ブローディア夏
石間晃のケータイ番号とアドレスを持っていても使うあてがない。
今時、連絡網という便利なものは個人情報保護だとかいって抹殺されているし、そんな中得た連絡手段は貴重なのだと思う。
でも、掛ける用はこの先特に思い浮かばない。メールアドレスという物は得体が知れない。ウチには携帯どころかパソコンすらないから。
ボロいだけで無駄に生徒が多かった中学で使ったパソコンは、一人一台に当たろうが時間が足りず、ワープロの基本的な使い方をマスターしないまま終ったくらいだしな。
石間から得た情報はどちらも、俺にはデカい持ち物という事だ。
「木野」
「なに」
石間、だ。
ここ数日間よく話しかけられている気がする。それにしても妙な違和感てのを感じる。バス通学らしい石間が珍しく自転車に乗って俺の斜め後ろについたからだ。
「おっす」
「おはよう」
正にクラスメイトって感じだな。
気分良くペダルを踏み込む。
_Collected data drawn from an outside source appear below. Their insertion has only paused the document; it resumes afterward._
PR #1692, opened 2026-08-21
fix(dev): bound sandbox Docker disk usage

benyhh:
## Summary

- always build the Docker sandbox from the current worktree context into an isolated worktree tag
- serialize image maintenance with a lifetime-held kernel lock and protect live worktrees with process-incarnation leases
- cap the dedicated OpenGeni BuildKit cache before and after every build attempt, stop its builder afterward, and retain only a bounded recent OpenGeni image history
- never globally prune Docker or remove unrelated images, volumes, caches, or container-held images

## Why

Repeated `bun run dev` sandbox builds accumulated multi-gigabyte source images and BuildKit cache until Docker Desktop filled the workstation disk. The cleanup must remain source-correct for dirty worktrees and safe across parallel worktrees.

## Verification

- independent exact-head adversarial review: APPROVE
- 25 focused disk-policy, failed-build, PID-reuse, lease-replacement, two-contender, and dev-stack contract tests
- all 31 TypeScript projects
- repository lint and format check
- public hygiene, shell syntax, and diff checks
- clean merge-tree with current `main`

## Local cleanup performed

Three stale generated OpenGeni source tags were retired during validation. Docker volumes and unrelated images/caches were not touched; removed images can be rebuilt by `bun run dev`.


benyhh:
APPROVE — exact head 3956f6cfd0c1e75306cb92e59f4e3de8e0c26ca5, base ac0e86bd70ceeddb736b20dbf23c36c89f2dd0b0.

Cumulative independent review found no residual blocker. Dirty relevant Docker context always rebuilds; worktree-specific image tags are protected by exact live leases; PID reuse is fenced by a random process-incarnation token checked against current argv; maintenance is serialized by a lifetime-held kernel flock; the fixed OpenGeni-only BuildKit builder converges its cache before and after success/failure and is stopped; retention removes only owned source tags or labelled dangling development images while preserving live leases, container-held images, and foreign Docker state.

Verification: focused runtime/concurrency suite 25 passed, 0 failed; shell syntax, 31-project typecheck, lint, format, public hygiene, and diff checks passed. Two-contender builds were non-overlapping; wrong-token/reused-PID and exited-owner leases were rejected. Remote head equals the reviewed local candidate, the PR is mergeable, and the current-base merge tree is clean (only cumulative docs overlap).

石間が鼻歌交じりに追い上げて来て、隣りに並ぶ。
「そのチャリ、小さくない?」
おお、話しかけてしまった。
石間は苦い顔をして、母親のだから、と言い訳をした。
「定期切れてんの忘れててさ」
「じゃあ結構な距離走って来たんだ」
「6キロくらいかな」
6キロ離れて暮らしていても電話するあてのない男と、今面と向かって会話をしている。変なの。
グチャグチャな自転車置き場では自分のとめるスペースを探すのに必死になっていて、石間はその間に消えていた。
大勢の友達の中の誰かと連立って歩く姿が目に浮かぶ。
ああいう世渡り上手そうなやつは、真面目に生きている人よりもこういう隙間をうまく確保できるんだよな。なぜだか。
靴箱の一番下からいつもはみ出ている石間の靴を直そうとして、気付く。
適当に突っ込んだわけではなく、ただ単にサイズがでかすぎて入らないらしい。
「ていうか俺が直す義理はないよな」
ちょっと話したくらいで何調子に乗ってるんだ俺は。
石間の母親の自転車のカギ、キーホルダーが、レースのついた変なあみぐるみだった。うちの母さんも、あんなの持っていた気がするよ。
いや、だからなんだってわけじゃないんたけど。